北朝鮮の北西部に位置する平安南道(県に相当)の集団農場で、牛への飼料配給は例年のままだが、住民への食糧配給は例年の半分としかなかったことが分かり、住民らから「政府は我々人間よりも牛の方を大事にしているのか」との声が出ているという。米政府系報道機関「ラヂオ・フリー・アジア(RFA)」が報じた。
北朝鮮では昨年12月から今年1月にかけて、強烈な寒波に見舞われ、気温は零下30度に達するほど下がった。その結果、地方では食糧や燃料が不足し、餓死した人や凍死した人が出ているという。
今年は1月から新型コロナウイルスの感染が再び拡大しており、首都・平壌市では患者増加を理由に市民に対し5日間のロックダウン(都市封鎖)を命じ、外交公館にも外出自粛を要請している。これは、平安南道などの地方都市も大同小異の状態で、厳しい感染予防措置がとられ、外出もままならないとされる。
このようななか、農村での頼みの綱はひと冬を越すための十分は食糧だが、ある住民はRFAに対して「農民が受け取った今年の配給は、約半年分の分量に過ぎない」と語っている。これは、昨年の農作物が不作で収穫量が減少したためとみられる。

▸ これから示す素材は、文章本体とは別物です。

PR #1280, opened 2020-05-05
Allowing a render function to return JSX and console.error a message.

justin808:
to return JSX and detcting that

If you were a user of React on Rails, would you mind the small required changes to ensure correct functionality? In other words, we will always call React.createElement in the library, rather than just taking JSX from some function that took props and was invoked by React on Rails.

See the discussion here: 
https://github.com/shakacode/react_on_rails/issues/1198#issuecomment-623967098

---
This change is [Reviewable](https://reviewable.io/reviews/shakacode/react_on_rails/1280)

### DIFF
--- a/node_package/src/createReactOutput.ts
+++ b/node_package/src/createReactOutput.ts
@@ -45,13 +45,20 @@ export default function createReactOutput({
       // We just return at this point, because calling function knows how to handle this case and
       // we can't call React.createElement with this type of Object.
       return (renderFunctionResult as ServerRenderResult);
-    } // else we'll be calling React.createElement
-    // TODO: Can we detect if this is a React Element or a React Function Component?
-    // If already a ReactElement, then just return it.
+    }
+
+    if (React.isValidElement(renderFunctionResult)) {
+      // If already a ReactElement, then just return it.
+      console.error(
+`Warning: ReactOnRails: Your registered render-function (ReactOnRails.register) for ${name}
+incorrectly returned a React Element (JSX). Instead, return a React Function Component by
+wrapping your JSX in a function. ReactOnRails v13 will error on this, as React Hooks do not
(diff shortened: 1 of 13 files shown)


node_package/src/createReactOutput.ts
```diff
@@ -45,13 +45,15 @@ export default function createReactOutput({
...
-    // TODO: Can we detect if this is a React Element or a React Function Component?
-    // If already a ReactElement, then just return it.
-    // If a component, then wrap in an element
+    }
 
-    const reactComponent = renderFunctionResult as ReactComponent;
+    if (React.isValidElement(renderFunctionResult)) {
+      // If already a ReactElement, then just return it.
+      return renderFunctionResult;
+    }
```
justin808, line 58: Basically, this skips the maybe essential call of React.createElement(component, props).

This 100% breaks if hooks are used.

Should we just error out and force the change to wrap the result JSX in a function with zero params? 

or should we make the upgrade easier for 99% of the cases that did not use Hooks.

justin808:
If you take 2, correct is to use a React Function Component:

```js
import React from 'react';
import AppComponent from './AppComponent';
const AppComponentWithRailsContext = (props, railsContext) => (
  // It's better to create a React Function Component so you can
  // use the React Hooks API in this React Function Component
  () => <AppComponent {...{...props, railsContext}}/>
)
export default AppComponentWithRailsContext
```

Currently, this works, to just return a React Element (JSX)
```js
import React from 'react';
import AppComponent from './AppComponent';
const AppComponentWithRailsContext = (props, railsContext) => (
  <AppComponent {...{...props, railsContext}}/>
)
export default AppComponentWithRailsContext
```

I propose that I'll allow the second case for v12, but print a **warning** console message indicating that the JSX should get wrapped in a function to make the return value a React Function Component.

PR #1287, opened 2020-06-06
Include definitions in node package

Judahmeek:
[DefinitelyTyped recommends including definitions directly in the package when possible](https://github.com/DefinitelyTyped/DefinitelyTyped#create-a-new-package), so here are the necessary changes.

I haven't tested consuming these definitions with a new typescript project.

I changed `types/index.d.ts` to `types/index.ts` because [Typescript's compiler doesn't copy definition files.](https://stackoverflow.com/questions/56018167/typescript-does-not-copy-d-ts-files-to-build)

---
This change is [Reviewable](https://reviewable.io/reviews/shakacode/react_on_rails/1287)


package.json
```diff
@@ -67,8 +67,8 @@
     "clean": "rm -rf node_package/lib",
     "start": "nps",
     "prepare": "yarn run build",
-    "prepublish": "npm run prepare",
-    "build": "yarn run clean && yarn run tsc",
+    "prepublishOnly": "npm run prepare",
```
Judahmeek: This change isn't relevant to typescript, but stops yarn from running `yarn build` twice after `yarn install`.

PR #1293, opened 2020-06-10
Add HMR via @pmmmwh/react-refresh-webpack-plugin

justin808:
Server Rendering Bundle seems to be including the refresh plugin thus getting the error 

```
rails               | ERROR in SERVER PRERENDERING
rails               | Encountered error: "ReferenceError: window is not defined"
```

---
This change is [Reviewable](https://reviewable.io/reviews/shakacode/react_on_rails/1293)


justin808:
@ashgaliyev @MUTOgen We need to apply the same solution that we applied to our customer in terms of only enabling the plugin for use with the client bundle on the webpack-dev-server.

PR #817, opened 2020-11-04
Add `apt-get install -y git`

lucguinchard:


robertsLando:
@lucguinchard  Thanks for the pr but I think most users already have git installed (or at least know that it's required)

一方で、牛に対しては例年通りのトウモロコシの穀粒と茎が配給されたとのこと。その結果、農民たちは、“牛が人よりも優遇されている”、“牛は人よりも重要なのか”と公然と不満を漏らし始めているという。
当局としては牛を農作業に動員して食糧生産を増やそうとしているのだろうが、牛を働かせるのは人間が空腹で働かなければ、結果的に牛も動かず、増産にはつがらないとの指摘も出ている。
韓国の農村振興庁が最近発表した「2022年北朝鮮作物生産量推定値」によると、北朝鮮の昨年の収穫量は451万トンで、2021年より18万トン減少している。